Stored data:

* * * * * * * * *

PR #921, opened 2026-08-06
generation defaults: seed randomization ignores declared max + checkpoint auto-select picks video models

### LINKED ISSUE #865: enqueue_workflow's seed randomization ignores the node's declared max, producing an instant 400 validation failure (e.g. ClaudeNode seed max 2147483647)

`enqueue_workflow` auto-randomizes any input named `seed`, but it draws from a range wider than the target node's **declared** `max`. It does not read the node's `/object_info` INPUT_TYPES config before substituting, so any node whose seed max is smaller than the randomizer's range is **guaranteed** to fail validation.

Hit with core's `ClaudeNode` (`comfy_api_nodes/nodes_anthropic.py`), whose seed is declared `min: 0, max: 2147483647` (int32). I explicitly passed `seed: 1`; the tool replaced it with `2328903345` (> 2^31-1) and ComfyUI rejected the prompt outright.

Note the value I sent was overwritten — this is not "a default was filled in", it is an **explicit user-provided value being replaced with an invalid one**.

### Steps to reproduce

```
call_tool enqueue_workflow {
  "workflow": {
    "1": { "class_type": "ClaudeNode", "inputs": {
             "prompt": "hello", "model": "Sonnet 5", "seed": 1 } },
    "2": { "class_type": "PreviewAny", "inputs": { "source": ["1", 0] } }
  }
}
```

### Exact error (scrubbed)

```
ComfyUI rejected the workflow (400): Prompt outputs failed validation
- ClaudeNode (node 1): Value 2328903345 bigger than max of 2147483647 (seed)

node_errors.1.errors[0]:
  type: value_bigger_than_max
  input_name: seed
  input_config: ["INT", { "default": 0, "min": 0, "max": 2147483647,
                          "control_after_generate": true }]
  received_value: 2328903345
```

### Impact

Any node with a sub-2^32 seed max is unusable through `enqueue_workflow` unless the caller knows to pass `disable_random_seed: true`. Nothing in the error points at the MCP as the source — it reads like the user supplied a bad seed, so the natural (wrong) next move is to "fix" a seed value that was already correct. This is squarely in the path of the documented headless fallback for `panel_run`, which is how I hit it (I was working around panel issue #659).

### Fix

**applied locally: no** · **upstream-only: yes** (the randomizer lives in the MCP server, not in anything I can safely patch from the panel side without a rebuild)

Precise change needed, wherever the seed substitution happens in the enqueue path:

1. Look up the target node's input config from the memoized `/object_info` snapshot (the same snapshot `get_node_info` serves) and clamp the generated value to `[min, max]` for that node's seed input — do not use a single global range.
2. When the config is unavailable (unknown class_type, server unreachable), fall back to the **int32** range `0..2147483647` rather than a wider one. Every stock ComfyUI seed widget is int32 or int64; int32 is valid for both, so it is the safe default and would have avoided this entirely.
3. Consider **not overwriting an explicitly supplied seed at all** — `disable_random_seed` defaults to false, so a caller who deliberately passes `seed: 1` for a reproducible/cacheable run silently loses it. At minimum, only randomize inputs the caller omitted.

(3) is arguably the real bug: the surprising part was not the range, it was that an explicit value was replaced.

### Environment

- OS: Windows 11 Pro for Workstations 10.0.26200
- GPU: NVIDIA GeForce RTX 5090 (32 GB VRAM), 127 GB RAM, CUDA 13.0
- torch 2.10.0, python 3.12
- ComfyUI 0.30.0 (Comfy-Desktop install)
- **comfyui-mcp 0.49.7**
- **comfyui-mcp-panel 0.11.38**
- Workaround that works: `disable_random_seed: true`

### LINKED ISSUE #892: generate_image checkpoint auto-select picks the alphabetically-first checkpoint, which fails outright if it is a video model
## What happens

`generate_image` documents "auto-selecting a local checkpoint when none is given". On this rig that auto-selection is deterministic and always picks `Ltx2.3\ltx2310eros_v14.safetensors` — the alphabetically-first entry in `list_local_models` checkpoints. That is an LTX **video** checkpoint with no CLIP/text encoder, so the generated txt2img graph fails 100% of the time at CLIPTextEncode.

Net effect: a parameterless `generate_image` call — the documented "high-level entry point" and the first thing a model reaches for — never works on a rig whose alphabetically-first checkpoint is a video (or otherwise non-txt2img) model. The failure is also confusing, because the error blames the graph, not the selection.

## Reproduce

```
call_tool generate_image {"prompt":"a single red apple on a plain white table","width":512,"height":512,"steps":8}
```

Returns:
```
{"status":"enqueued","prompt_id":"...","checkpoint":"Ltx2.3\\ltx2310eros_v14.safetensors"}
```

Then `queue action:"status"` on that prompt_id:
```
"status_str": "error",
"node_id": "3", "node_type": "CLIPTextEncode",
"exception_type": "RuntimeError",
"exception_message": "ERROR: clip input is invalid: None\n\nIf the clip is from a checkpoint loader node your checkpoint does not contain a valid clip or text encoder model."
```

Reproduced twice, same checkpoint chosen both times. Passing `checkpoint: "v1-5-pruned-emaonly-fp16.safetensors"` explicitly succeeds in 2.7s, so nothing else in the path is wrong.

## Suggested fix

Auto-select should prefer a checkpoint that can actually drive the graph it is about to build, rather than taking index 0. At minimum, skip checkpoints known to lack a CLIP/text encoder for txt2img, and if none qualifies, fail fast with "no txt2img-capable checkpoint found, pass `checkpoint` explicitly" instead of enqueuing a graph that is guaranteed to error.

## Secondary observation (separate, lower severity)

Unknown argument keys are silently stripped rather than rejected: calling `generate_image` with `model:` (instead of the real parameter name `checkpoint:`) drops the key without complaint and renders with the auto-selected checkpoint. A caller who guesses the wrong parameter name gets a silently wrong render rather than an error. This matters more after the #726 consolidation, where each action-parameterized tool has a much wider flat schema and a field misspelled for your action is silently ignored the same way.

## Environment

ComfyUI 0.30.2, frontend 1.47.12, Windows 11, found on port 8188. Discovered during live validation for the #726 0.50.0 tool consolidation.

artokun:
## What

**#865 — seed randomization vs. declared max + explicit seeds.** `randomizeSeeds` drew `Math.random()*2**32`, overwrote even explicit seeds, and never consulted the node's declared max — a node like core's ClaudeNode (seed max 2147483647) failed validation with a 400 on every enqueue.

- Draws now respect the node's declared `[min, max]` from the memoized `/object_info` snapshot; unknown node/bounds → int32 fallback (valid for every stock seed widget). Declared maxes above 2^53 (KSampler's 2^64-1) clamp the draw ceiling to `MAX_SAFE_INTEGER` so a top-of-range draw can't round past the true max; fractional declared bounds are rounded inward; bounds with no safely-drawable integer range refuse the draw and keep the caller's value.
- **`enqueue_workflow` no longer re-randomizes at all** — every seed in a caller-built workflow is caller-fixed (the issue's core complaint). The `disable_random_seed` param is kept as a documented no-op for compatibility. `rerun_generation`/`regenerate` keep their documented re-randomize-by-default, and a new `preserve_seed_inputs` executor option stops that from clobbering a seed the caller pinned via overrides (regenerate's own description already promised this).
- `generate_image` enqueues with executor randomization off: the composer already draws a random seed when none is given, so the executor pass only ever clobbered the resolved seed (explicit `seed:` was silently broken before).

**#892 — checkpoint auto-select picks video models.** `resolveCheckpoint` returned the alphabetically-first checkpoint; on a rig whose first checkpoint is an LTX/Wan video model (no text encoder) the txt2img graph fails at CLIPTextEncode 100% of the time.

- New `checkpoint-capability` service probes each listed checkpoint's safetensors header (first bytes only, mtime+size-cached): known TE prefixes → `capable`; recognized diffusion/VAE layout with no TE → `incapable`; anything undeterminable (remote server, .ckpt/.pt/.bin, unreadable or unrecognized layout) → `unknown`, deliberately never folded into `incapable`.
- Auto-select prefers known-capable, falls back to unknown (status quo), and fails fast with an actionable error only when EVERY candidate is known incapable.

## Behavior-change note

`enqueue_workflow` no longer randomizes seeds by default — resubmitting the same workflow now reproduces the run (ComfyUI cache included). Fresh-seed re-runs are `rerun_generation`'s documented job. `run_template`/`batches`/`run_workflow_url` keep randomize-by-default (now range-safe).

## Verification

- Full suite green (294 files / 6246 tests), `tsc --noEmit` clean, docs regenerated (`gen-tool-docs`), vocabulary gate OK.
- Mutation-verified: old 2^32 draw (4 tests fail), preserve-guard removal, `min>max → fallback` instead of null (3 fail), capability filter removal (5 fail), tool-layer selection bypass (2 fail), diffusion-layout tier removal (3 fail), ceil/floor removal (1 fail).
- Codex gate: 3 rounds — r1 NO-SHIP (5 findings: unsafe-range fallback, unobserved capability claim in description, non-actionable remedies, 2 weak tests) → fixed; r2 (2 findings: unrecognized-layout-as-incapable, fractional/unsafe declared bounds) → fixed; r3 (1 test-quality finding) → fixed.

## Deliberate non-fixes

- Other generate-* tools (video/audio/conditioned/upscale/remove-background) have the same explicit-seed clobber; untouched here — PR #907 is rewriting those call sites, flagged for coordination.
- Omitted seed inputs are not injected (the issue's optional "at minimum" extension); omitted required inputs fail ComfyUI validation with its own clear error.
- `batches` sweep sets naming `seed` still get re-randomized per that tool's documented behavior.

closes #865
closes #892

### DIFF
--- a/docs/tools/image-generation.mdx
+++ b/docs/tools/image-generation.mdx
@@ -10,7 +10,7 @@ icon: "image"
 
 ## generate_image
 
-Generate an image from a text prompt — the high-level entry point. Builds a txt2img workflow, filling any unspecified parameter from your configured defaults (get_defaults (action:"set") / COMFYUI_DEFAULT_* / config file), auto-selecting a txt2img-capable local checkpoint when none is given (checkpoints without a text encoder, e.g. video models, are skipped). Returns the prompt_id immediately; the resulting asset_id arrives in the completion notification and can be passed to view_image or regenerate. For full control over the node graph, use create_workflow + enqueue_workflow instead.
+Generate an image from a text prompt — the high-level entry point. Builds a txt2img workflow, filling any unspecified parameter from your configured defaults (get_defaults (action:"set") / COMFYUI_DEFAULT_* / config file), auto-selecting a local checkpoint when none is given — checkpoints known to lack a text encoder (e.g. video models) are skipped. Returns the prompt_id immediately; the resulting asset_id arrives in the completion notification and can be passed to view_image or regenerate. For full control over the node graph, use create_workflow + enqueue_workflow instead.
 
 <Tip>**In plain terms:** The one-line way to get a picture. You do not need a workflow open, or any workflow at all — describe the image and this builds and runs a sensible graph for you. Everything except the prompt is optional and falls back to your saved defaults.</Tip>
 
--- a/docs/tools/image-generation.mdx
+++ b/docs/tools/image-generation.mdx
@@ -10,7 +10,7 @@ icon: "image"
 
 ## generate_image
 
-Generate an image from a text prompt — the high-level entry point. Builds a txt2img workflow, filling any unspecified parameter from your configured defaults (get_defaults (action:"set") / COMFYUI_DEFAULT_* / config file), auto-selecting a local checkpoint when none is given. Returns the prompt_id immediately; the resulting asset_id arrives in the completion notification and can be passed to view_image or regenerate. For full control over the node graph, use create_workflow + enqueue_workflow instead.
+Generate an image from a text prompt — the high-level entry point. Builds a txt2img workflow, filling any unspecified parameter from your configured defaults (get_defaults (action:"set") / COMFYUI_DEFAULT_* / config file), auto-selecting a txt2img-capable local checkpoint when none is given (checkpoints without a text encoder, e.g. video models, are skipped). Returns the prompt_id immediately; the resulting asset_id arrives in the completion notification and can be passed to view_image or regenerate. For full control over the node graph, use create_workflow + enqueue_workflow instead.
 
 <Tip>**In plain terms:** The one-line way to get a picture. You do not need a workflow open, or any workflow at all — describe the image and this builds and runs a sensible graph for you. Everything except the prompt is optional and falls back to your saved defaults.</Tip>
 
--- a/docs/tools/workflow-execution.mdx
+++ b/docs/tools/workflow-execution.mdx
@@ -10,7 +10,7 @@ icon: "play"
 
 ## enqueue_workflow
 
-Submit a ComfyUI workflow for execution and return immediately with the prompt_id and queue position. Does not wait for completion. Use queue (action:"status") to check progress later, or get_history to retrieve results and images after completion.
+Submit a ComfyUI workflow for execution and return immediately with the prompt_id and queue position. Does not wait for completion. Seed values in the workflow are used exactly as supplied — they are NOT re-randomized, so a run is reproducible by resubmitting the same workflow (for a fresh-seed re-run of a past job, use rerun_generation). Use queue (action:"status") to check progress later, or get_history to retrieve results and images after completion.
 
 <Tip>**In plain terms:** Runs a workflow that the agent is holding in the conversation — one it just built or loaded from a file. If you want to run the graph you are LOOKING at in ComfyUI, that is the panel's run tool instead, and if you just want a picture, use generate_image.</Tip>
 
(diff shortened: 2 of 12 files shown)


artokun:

* * * * * * * * *

## The problem
Return the span of lines in the data above that opens at the line with "### LINKED ISSUE #865: enqueue_workflow's" and closes at the line with "Hit with core's", exactly, ends included, nothing else.

## Exercise response
### LINKED ISSUE #865: enqueue_workflow's seed randomization ignores the node's declared max, producing an instant 400 validation failure (e.g. ClaudeNode seed max 2147483647)

`enqueue_workflow` auto-randomizes any input named `seed`, but it draws from a range wider than the target node's **declared** `max`. It does not read the node's `/object_info` INPUT_TYPES config before substituting, so any node whose seed max is smaller than the randomizer's range is **guaranteed** to fail validation.

Hit with core's `ClaudeNode` (`comfy_api_nodes/nodes_anthropic.py`), whose seed is declared `min: 0, max: 2147483647` (int32). I explicitly passed `seed: 1`; the tool replaced it with `2328903345` (> 2^31-1) and ComfyUI rejected the prompt outright.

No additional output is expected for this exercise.